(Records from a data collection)
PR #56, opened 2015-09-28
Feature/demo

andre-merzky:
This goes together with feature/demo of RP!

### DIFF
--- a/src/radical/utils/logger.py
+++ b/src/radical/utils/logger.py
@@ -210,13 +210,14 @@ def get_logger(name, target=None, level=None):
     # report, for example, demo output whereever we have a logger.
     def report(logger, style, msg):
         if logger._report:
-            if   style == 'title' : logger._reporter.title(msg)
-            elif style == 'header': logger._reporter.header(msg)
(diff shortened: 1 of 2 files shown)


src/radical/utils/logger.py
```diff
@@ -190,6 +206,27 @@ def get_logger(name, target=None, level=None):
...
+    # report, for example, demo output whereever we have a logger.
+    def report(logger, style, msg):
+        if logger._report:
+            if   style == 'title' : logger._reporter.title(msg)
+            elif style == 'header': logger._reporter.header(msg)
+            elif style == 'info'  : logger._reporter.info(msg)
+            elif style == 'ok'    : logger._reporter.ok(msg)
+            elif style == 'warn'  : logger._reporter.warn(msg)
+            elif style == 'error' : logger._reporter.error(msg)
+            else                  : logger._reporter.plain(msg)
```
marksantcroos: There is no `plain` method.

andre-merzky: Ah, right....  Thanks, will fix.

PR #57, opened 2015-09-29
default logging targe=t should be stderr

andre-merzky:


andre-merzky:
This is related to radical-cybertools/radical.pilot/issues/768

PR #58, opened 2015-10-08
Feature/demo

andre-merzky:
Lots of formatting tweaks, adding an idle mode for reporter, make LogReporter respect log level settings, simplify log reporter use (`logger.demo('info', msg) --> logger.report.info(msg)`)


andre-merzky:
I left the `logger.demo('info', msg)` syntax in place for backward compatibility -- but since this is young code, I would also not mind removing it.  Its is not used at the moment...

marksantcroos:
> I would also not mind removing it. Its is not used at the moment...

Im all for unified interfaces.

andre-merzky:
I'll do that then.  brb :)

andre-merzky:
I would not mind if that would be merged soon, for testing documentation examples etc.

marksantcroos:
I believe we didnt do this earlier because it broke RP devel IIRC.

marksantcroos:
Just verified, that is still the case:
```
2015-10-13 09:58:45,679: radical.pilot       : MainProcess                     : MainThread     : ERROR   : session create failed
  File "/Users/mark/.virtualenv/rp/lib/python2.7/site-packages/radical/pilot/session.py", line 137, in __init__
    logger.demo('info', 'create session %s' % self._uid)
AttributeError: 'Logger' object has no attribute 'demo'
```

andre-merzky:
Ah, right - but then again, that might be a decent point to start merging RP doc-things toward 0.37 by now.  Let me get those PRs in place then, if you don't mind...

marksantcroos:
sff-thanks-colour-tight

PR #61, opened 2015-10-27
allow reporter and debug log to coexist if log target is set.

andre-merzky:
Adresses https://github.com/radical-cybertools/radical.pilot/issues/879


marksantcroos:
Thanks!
==
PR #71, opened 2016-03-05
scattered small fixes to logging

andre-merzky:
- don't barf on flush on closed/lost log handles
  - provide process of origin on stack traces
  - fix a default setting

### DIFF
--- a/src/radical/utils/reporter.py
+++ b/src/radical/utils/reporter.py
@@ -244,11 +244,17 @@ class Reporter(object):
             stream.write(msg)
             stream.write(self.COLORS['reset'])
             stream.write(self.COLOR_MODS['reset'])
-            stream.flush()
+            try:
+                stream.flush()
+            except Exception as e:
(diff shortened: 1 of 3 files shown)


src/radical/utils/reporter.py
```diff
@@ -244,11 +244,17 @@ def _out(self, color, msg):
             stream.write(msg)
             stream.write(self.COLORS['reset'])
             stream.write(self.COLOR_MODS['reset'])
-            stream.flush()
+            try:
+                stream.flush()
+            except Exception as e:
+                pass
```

## Your goal
Go through the entries above and report each line with the string "shortened" in it.

## Exercise output
(diff shortened: 1 of 2 files shown)
(diff shortened: 1 of 3 files shown)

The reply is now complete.